A Turquia mudou um código disciplinar que regulamentava escolas para usar a palavra "castidade" e justificar exames forçados de virgindade em meninas suspeitas de terem tido relações sexuais antes do casamento.

O governo já havia criado em 1999 um decreto acabando com os testes forçados depois que cinco estudantes tentaram se suicidar com veneno de rato. Todos os anos, uma série de adolescentes se matava por causa dos exames.

Apesar de não se saber ao certo se os testes forçados continuam ocorrendo, a cláusula sobre "castidade" continuava a fazer parte do código disciplinar das escolas públicas.
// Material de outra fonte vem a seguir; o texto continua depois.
PR #3107, opened 2024-11-12
Fix for SDE download in CI

### LINKED ISSUE #3103: SDE download in CI
I'm looking at the failed nightly testing: https://github.com/ispc/ispc/actions/runs/11763079238

The problem that SDE was not available. Looks like it's fixed now. But I noticed two things:
- [workflow for the nightly run](https://github.com/ispc/ispc/actions/runs/11763079238/workflow) is not defining `USER_AGENT` variable for the install script.
- The SDE version is not the latest, probably it's time to update it.

Looks like it's a good idea to fail in install script if the `USER_AGENT` is not defined.

aneshlya:
Fixes #3103.
Currently is being tested: 
https://github.com/ispc/ispc/actions/runs/11806913030
https://github.com/ispc/ispc/actions/runs/11806917945

### DIFF
--- a/.github/workflows/ispc-ci.yml
+++ b/.github/workflows/ispc-ci.yml
@@ -26,8 +26,8 @@ concurrency:
   cancel-in-progress: true
 
 env:
-  SDE_MIRROR_ID: 813591
-  SDE_TAR_NAME: sde-external-9.33.0-2024-01-07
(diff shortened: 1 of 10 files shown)


dbabokin (approved):
Looks great!

PR #3108, opened 2024-11-13
CMake: enable /DEPENDENTLOADFLAG

### LINKED ISSUE #2741: Pass /DEPENDENTLOADFLAG linker flag to ISPC/ISPC Runtime link process
The flag will be available starting LLVM 18.0. This is useful to mitigate DLL preload attacks.

nurmukhametov:
This fixes #2741


aneshlya:
Looks good! Can we validate it somehow? Maybe in check dll injection workflow?

nurmukhametov:
> Looks good! Can we validate it somehow? Maybe in check dll injection workflow?

I validated it manually. During validation, I have realized that we should not apply this flag for `ispcrt` otherwise, e.g., `ze_loader.dll` has to be installed in `system32` dir.

aneshlya (approved):
LGTM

A cláusula agora exclui a referência à exigência de castidade e diz que estudantes podem ser punidas se "se comportarem de modo incompatível com os valores típicos da sociedade e de forma que possa afetar negativamente a atmosfera de ensino".

A prática de examinar meninas para avaliar se seu hímen estava intacto era especialmente comum em internatos estaduais de áreas rurais na Turquia. No país de maioria muçulmana, sexo antes do casamento é condenado e muitas mulheres que não são mais virgens têm dificuldades de arrumar maridos.

Em áreas mais pobres e conservadoras no sudeste da Turquia, homens chegam a matar parentes solteiras que mantiveram relações sexuais.

O governo turco atravessa um processo de reformas de várias naturezas a fim de se preparar para o ingresso na União Européia, que está preocupada com os direitos humanos no país.